What you should do -
Each line of the data below that contains "errors" must be copied.

Data listing -
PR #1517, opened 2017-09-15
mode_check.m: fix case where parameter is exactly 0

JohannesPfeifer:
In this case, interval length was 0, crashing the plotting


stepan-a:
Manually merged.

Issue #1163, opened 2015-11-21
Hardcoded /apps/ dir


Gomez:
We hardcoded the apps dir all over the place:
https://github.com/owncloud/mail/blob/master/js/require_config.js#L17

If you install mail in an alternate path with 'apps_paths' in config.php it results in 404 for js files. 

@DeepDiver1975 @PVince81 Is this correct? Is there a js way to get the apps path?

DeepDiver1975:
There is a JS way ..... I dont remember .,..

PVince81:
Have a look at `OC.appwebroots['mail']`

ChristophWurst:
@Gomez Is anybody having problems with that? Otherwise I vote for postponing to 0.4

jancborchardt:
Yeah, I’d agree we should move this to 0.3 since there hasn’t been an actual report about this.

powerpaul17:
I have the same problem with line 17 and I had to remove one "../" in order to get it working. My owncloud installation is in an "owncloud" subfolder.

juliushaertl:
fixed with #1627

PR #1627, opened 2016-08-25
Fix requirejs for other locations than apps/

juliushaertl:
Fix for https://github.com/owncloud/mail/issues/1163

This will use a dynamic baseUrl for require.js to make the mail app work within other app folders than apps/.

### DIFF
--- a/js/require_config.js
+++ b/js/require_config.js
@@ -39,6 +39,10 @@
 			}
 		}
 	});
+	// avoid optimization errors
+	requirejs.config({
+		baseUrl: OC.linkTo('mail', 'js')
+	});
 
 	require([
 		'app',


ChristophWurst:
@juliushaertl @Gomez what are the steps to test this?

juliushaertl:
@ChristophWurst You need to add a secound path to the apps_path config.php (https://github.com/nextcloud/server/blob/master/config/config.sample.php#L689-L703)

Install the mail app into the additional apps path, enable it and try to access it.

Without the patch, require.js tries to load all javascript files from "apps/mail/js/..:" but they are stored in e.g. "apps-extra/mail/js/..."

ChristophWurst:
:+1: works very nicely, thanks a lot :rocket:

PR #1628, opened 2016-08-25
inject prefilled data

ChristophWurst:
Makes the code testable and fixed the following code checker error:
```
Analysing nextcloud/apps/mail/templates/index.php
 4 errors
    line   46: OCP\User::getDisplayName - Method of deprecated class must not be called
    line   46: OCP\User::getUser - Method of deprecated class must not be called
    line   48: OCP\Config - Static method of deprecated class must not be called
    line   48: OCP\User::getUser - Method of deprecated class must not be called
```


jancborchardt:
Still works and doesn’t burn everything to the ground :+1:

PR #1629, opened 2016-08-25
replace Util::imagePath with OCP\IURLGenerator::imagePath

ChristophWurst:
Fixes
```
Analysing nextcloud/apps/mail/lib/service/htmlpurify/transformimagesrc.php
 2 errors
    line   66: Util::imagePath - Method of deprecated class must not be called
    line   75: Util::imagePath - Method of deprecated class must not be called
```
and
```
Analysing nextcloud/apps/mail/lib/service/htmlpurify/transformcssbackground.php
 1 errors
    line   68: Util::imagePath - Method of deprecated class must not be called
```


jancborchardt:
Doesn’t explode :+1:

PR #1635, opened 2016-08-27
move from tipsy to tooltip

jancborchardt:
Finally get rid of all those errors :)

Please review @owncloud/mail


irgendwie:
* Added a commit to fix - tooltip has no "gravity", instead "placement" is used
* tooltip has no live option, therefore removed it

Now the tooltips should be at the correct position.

==

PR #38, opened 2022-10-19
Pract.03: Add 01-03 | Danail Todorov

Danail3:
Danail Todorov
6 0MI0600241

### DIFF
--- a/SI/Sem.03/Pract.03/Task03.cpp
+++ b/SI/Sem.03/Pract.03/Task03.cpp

Answer below -
+	// avoid optimization errors
 4 errors
 2 errors
 1 errors
Finally get rid of all those errors :)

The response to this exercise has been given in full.